Top of Data for this exercise

PR #1209, opened 2024-09-11
chore: remove patching

honzajavorek:
Previously there has been a patch to modify front matter in Docusaurus v2, but with migration to Docusaurus v3, this has been moved to a config file and patching is not necessary anymore. The patch itself has been removed from the codebase, but I noticed there are leftovers in form of a dependency and a postinstall script.

Not sure who can review this, so I'm sorry if I asked the wrong people 🙏

### DIFF
--- a/package-lock.json
+++ b/package-lock.json
@@ -58,7 +58,6 @@
                 "globby": "^14.0.0",
                 "markdownlint": "^0.35.0",
                 "markdownlint-cli": "^0.41.0",
-                "patch-package": "^8.0.0",
                 "path-browserify": "^1.0.1",
                 "rimraf": "^6.0.0",
                 "typescript": "^5.1.3"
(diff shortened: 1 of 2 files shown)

Bottom of Data for this exercise

Activity.
All of the records are to be reproduced exactly as they were given.

Solution to the problem.
PR #1209, opened 2024-09-11
chore: remove patching

honzajavorek:
Previously there has been a patch to modify front matter in Docusaurus v2, but with migration to Docusaurus v3, this has been moved to a config file and patching is not necessary anymore. The patch itself has been removed from the codebase, but I noticed there are leftovers in form of a dependency and a postinstall script.

Not sure who can review this, so I'm sorry if I asked the wrong people 🙏

### DIFF
--- a/package-lock.json
+++ b/package-lock.json
@@ -58,7 +58,6 @@
                 "globby": "^14.0.0",
                 "markdownlint": "^0.35.0",
                 "markdownlint-cli": "^0.41.0",
-                "patch-package": "^8.0.0",
                 "path-browserify": "^1.0.1",
                 "rimraf": "^6.0.0",
                 "typescript": "^5.1.3"
(diff shortened: 1 of 2 files shown)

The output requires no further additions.